Brussels Police are holding NatCon Brussels 2 hostage. They know that it would be a circus to frog-march us out of here—so they just won’t let people come in.

The conference will continue—either here or elsewhere. pic.twitter.com/L0gq5s9sxS

— Saurabh Sharma 🇺🇸 (@ssharmaUS) April 16, 2024

Gladden Pappin, President of the Hungarian Institute of International Affairs, told The American Conservative

Brussels has been hounding Hungary for supposed rule of law violations for years. But today in the heart of the European Union, the mayor of Brussels forced the National Conservatism conference out of two venues and is trying to expel it from a third, against the will of the owner. Brussels police have barricaded the doors of the conference location, citing the mayor’s criticism of the ideas being discussed and claiming that the conference is under antifa threat. Conference attendees can leave but not return. This is the reality of liberalism: while draping itself in “norms” and the “rule of law,” it has become an aggressive ideology bent on excluding conservative viewpoints. Unfortunately for them, the truth can’t be excluded.

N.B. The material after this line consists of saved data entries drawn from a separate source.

PR #1408, opened 2022-06-08
[bazel] Build libpfm as a dependency to allow collection of perf counters

rajachan:
This commit builds libpfm using rules_foreign_cc and lets the default
build of the benchmark library support perf counter collection without
needing additional work from users.
    
Tested with a custom target:
    
    bazel run \
            --override_repository=com_github_google_benchmark=/home/raghu/benchmark \
            -c opt :test-bench -- "--benchmark_perf_counters=INSTRUCTIONS,CYCLES"
    Using profile: local
    
    <snip>
    
    ----------------------------------------------------------------------
    Benchmark            Time             CPU   Iterations UserCounters...
    ----------------------------------------------------------------------
    BM_Test      0.279 ns        0.279 ns   1000000000 CYCLES=1.00888 INSTRUCTIONS=2

### DIFF
--- a/docs/perf_counters.md
+++ b/docs/perf_counters.md
@@ -12,16 +12,17 @@ This feature is available if:
 * The benchmark is run on an architecture featuring a Performance Monitoring
   Unit (PMU),
 * The benchmark is compiled with support for collecting counters. Currently,
-  this requires [libpfm](http://perfmon2.sourceforge.net/) be available at build
-  time
+  this requires [libpfm](http://perfmon2.sourceforge.net/), which is built as a
+  dependency via Bazel.
 
 The feature does not require modifying benchmark code. Counter collection is
 handled at the boundaries where timer collection is also handled. 
 
 To opt-in:
-
-*  Install `libpfm4-dev`, e.g. `apt-get install libpfm4-dev`.
-*  Enable the cmake flag BENCHMARK_ENABLE_LIBPFM.
+* If using a Bazel build, add `--define pfm=1` to your buid flags
+* If using CMake:
+  * Install `libpfm4-dev`, e.g. `apt-get install libpfm4-dev`.
+  * Enable the CMake flag `BENCHMARK_ENABLE_LIBPFM` in `CMakeLists.txt`.
 
 To use, pass a comma-separated list of counter names through the
 `--benchmark_perf_counters` flag. The names are decoded through libpfm - meaning,
--- a/AUTHORS
+++ b/AUTHORS
@@ -50,6 +50,7 @@ Norman Heino <norman.heino@gmail.com>
 Oleksandr Sochka <sasha.sochka@gmail.com>
 Ori Livneh <ori.livneh@gmail.com>
 Paul Redmond <paul.redmond@gmail.com>
+Raghu Raja <raghu@enfabrica.net>
 Radoslav Yovchev <radoslav.tm@gmail.com>
 Rainer Orth <ro@cebitec.uni-bielefeld.de>
 Roman Lebedev <lebedev.ri@gmail.com>
--- a/BUILD.bazel
+++ b/BUILD.bazel
@@ -18,6 +18,14 @@ config_setting(
     visibility = [":__subpackages__"],
 )
 
+config_setting(
+    name = "perfcounters",
+    define_values = {
+        "pfm": "1",
+    },
+    visibility = [":__subpackages__"],
+)
+
 cc_library(
     name = "benchmark",
     srcs = glob(
@@ -41,7 +49,16 @@ cc_library(
     # Using `defines` (i.e. not `local_defines`) means that no
     # dependent rules need to bother about defining the macro.
     linkstatic = True,
-    defines = ["BENCHMARK_STATIC_DEFINE"],
+    defines = [
+        "BENCHMARK_STATIC_DEFINE",
+    ] + select({
+        ":perfcounters": ["HAVE_LIBPFM"],
+        "//conditions:default": [],
+    }),
+    deps = select({
+        ":perfcounters": ["@libpfm//:libpfm"],
+        "//conditions:default": [],
+    }),
 )
 
 cc_library(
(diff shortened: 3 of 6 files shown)


dominichamon:
it'll need to be added to cmake too. and do we actually want to push the cost of the extra library on to all end users, even if they don't care about perf counters?

raghupazl:
>  it'll need to be added to cmake too. and do we actually want to push the cost of the extra library on to all end users, even if they don't care about perf counters?

Now that bazelisk builds it on behalf of users, it should be a self-contained target with no meaningful impact for those who do not care about the feature... unless you think there's a runtime cost associated with this path? As an alternative, I can add a separate target with libpfm support, giving folks an option to use either one. Thoughts?

raghupazl:
Hmm, the sourceforge links seem to have expired, hence the build failures. Let me find a canonical source for the package.

rajachan:
> it'll need to be added to cmake too. and do we actually want to push the cost of the extra library on to all end users, even if they don't care about perf counters?

Now that bazelisk builds it on behalf of users, it should be a self-contained target with no meaningful impact for those who do not care about the feature... unless you think there's a runtime cost associated with this path? As an alternative, I can add a separate target with libpfm support, giving folks an option to use either one. Thoughts?

rajachan:
Fixed build failures.

rajachan:
`//test:perf_counters_gtest` and `//test:perf_counters_test` are failing. Are these tests that never ran before in the CI environment, given the perf counter path was not built?

```
[  FAILED  ] PerfCountersTest.ReopenExistingCounters (0 ms)
[ RUN      ] PerfCountersTest.CreateExistingMeasurements
test/perf_counters_gtest.cc:139: Failure
Value of: perf_counter_measurements[8].Stop(measurements)
  Actual: true
Expected: false
test/perf_counters_gtest.cc:143: Failure
Value of: perf_counter_measurements[9].Stop(measurements)
  Actual: true
Expected: false
[  FAILED  ] PerfCountersTest.CreateExistingMeasurements (0 ms)
```

dominichamon:
yes, it's possible. but it suggests that the bazel config is not quite the same as the cmake one.

rajachan:
Perhaps I am not following your ask. CMake uses `check_library_exists` to build with the perf counter support when the library is available on the system benchmark is getting built on. Unlike Bazel, CMake doesn't let us vendor a library in a hermetic way. I did notice `BENCHMARK_ENABLE_LIBPFM` was set to OFF, forcefully disabling the counters. Turning that back on still doesn't let the test pass as I expected. It also doesn't look like the tests are using the CMake build?

dominichamon:
> Perhaps I am not following your ask. CMake uses `check_library_exists` to build with the perf counter support when the library is available on the system benchmark is getting built on. Unlike Bazel, CMake doesn't let us vendor a library in a hermetic way. I did notice `BENCHMARK_ENABLE_LIBPFM` was set to OFF, forcefully disabling the counters. Turning that back on still doesn't let the test pass as I expected. It also doesn't look like the tests are using the CMake build?

yes, there are perf counter tests that use cmake (build-and-test-perfcounters).  with your change, we are now also running these same tests on the bazel build for the first time, but they're failing. which suggests _something_ about how the bazel build is configured is different from the [cmake build-and-test-perfcounters build](https://github.com/google/benchmark/blob/main/.github/workflows/build-and-test-perfcounters.yml).

my initial guess would be: the cmake version doesn't run the tests as they fail due to permissions issues.

so to be equivalent, you may need to just filter out the pfm tests from the bazel workflow on the CI bots.

> To clarify, I am using the same define, HAVE_LIBPFM, that CMake uses here:
> 
> ```
> # libpfm, if available                                                          
> if (HAVE_LIBPFM)                                                                
>   target_link_libraries(benchmark PRIVATE pfm)                                  
>   add_definitions(-DHAVE_LIBPFM)                                                
> endif()  
> ```

rajachan:
Apologies for letting this sit, I've been taking some time off. I hope to get back to this next week.

LebedevRI:
If this is bazel-specific, it should not touch non-bazel stuff.

rajachan:
Addressed the CMake situation, removed the explicit CMakeLists.txt change to always turn on PFM... Added a config_setting to make this optional for Bazel builds too. Please take a look.

LebedevRI:
As long as it's bazel-only i have no comments :)

docs/perf_counters.md
```diff
@@ -12,16 +12,17 @@ This feature is available if:
...
+  dependency via Bazel.
 
 The feature does not require modifying benchmark code. Counter collection is
 handled at the boundaries where timer collection is also handled. 
 
 To opt-in:
-
-*  Install `libpfm4-dev`, e.g. `apt-get install libpfm4-dev`.
-*  Enable the cmake flag BENCHMARK_ENABLE_LIBPFM.
+* If using a Bazel build, add `--define pfm=1` to your buid flags
```
dominichamon, line 22: you may want to change the default to 0 if we're going to document the "opt-in" procedure. wdyt?

dominichamon:
thanks for coming back to it. i just had one comment :)

docs/perf_counters.md
rajachan: If pfm=0 is specified or if no define for pfmm is provided, it will be disabled, which is the default behavior in the config_setting.

dominichamon:
```
config_setting(
    name = "perfcounters",
    define_values = {
        "pfm": "1",
    },
    visibility = [":__subpackages__"],
)
```

doesn't this mean it's defaulted to "1"?

rajachan: That config_setting's value to match is 1, but if you see where I use it:

```
    defines = [
        "BENCHMARK_STATIC_DEFINE",
    ] + select({
        ":perfcounters": ["HAVE_LIBPFM"],
        "//conditions:default": [],
    }),
    deps = select({
        ":perfcounters": ["@libpfm//:libpfm"],
        "//conditions:default": [],
    }),
```

We don't enable PFM or take a dependency on it if unless config_setting matches to true.

dominichamon: ok! thanks

dominichamon (approved):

Hazony also spoke to TAC, saying, “We decided to hold NatCon Brussels 2 because Europe is facing a choice between preserving independent nations or descending into totalitarian liberal tyranny. This ridiculous suppression of political speech only underlines this truth. Make no mistake, this is the entrenched political cartel in Brussels doing everything in and out of their power to stop any challenge to their rule.”

Rod Dreher, resident of Hungary, speaker at NatCon, and TAC contributing editor, told TAC via email, “The Islamo-left municipal government, collaborating with Antifa, are showing the world the kind of Europe they will impose if they aren’t stopped. I never imagined I would live to see something like this in the free and democratic West. Yet here we are. Nothing anybody will have said from the NatCon stage will speak as powerfully about the dark realities of the moment as what the Brussels authorities have done.”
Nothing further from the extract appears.